* **Records to process**
PR #271, opened 2023-07-02
Add ignore_missing_comparison=true for JET tests

simonschoelly:
For testing with JET `>= 0.8.4` we need to specify `ignore_missing_comparison=true` in order for the type inference test with the `==` operator to correctly work.

See: https://github.com/aviatesk/JET.jl/releases/tag/v0.8.4


gdalle (approved):
LGTM, good catch

PR #272, opened 2023-07-02
Test centrality with generic graph

simonschoelly:
This PR changes the centrality algorithms so that they test with GenericGraph instead of SimpleGraph.

Some tests did fail, because we passed the output of `vertices(g)` to `degree` - but previously that function would not only accept an `AbstractVector` and not a generic collection of vertices, so I changed `indegree`, `outdegree` and `degree`, so that they can take an arbitrary collection of vertices. Maybe in the future, we could also just demand, that `vertices(g)` returns an `AbstractVector`.

Furthermore there was an issue with `betweenness_centrality` where we tried to index into `vertices(g)` - this also would have been a non-issue, if `vertices(g)` was an `AbstractVector`.

Lastly, I had to change the input in the `sample` method, that could also not deal with the output of `vertices(g)`.

### DIFF
--- a/src/core.jl
+++ b/src/core.jl
@@ -44,6 +44,10 @@ julia> add_vertices!(g, 2)
 """
 add_vertices!(g::AbstractGraph, n::Integer) = sum([add_vertex!(g) for i in 1:n])
 
+# TODO the behaviour of indegree (and as well outdegree and degree) is very
+# badly documented for the case indegree(g, vs) where vs is not a single vertex
+# but rather a collection of vertices
+
 """
     indegree(g[, v])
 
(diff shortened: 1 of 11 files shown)


gdalle:
Partial solution for #224

src/core.jl
```diff
@@ -44,6 +44,10 @@ julia> add_vertices!(g, 2)
 """
 add_vertices!(g::AbstractGraph, n::Integer) = sum([add_vertex!(g) for i in 1:n])
 
+# TODO the behaviour of indegree (and as well outdegree and degree) is very
```
gdalle, line 47: See #279

gdalle (approved):
Good catches, once again!

PR #273, opened 2023-07-02
Test community with generic graph

simonschoelly:
This PR makes the tests for the community algorithm use `GenericGraph`

There were only some small changes necessary to `src/community/clustering.jl` to make the tests work.


gdalle:
Partial solution to #224

gdalle (approved):

PR #274, opened 2023-07-02
Test cycles with generic graph

simonschoelly:
This PR makes the tests for the cycles algorithm use `GenericGraph`

As this PR is based on #270 , it should not be merged/reviewed until that other PR is.

Currently the algorithms in `src/cycles/incremental.jl` and `src/cycles/johnson.jl` do not work with generic graphs - this is, because they relay on modifying graph functions. At least for johnson this might be fixable but for incremental it seems to be necessary to have modifiable graphs.

In addition, this PR changes the function `cycle_basis` so that it accepts an arbitrary `AbstractGraph` instead of just an `AbstractSimpleGraph`.


gdalle:
Partial solution to #224

gdalle (approved):
LGTM, I opened issues to track the missing pieces

PR #275, opened 2023-07-02
Use GenericGraph for testing shortestpaths algorithms

simonschoelly:
This PR makes the tests for the shortestpath algorithm use `GenericGraph`

The function in `src/shortestpaths/yen.jl` does currently not work with GenericGraph yet. Also `a_star` only kind of works with `GenericGraph` as this function by default takes `edgetype(g)` as an argument and then tries to use that type as an edge constructor. This does work for `GenericEdge` though. So I doubled some tests - some are run with `SimpleGraph` and `SimpleDiGraph` and some are run with `GenericGraph` and `GenericDiGraph`, but the default edgetype is replaced by `SimpleEdge`.

In addition, this PR fixes a bug where the `has_negative_edge_cycle` might not only fail on a generic graph, but return an incorrect result, as the `MethodError` exception was silently caught and ignored.

### DIFF
--- a/src/shortestpaths/bellman-ford.jl
+++ b/src/shortestpaths/bellman-ford.jl
@@ -48,7 +48,8 @@ function bellman_ford_shortest_paths(
     for i in vertices(graph)
         no_changes = true
         new_active .= false
-        for u in vertices(graph)[active]
+        for u in vertices(graph)
+            active[u] || continue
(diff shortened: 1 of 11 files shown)


gdalle (approved):
As usual, nice work! Opened an issue to track Yen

* **Your instructions**
If a line of the entries above includes the word "have", count it; then state the total and nothing else.

* **Finished task**
2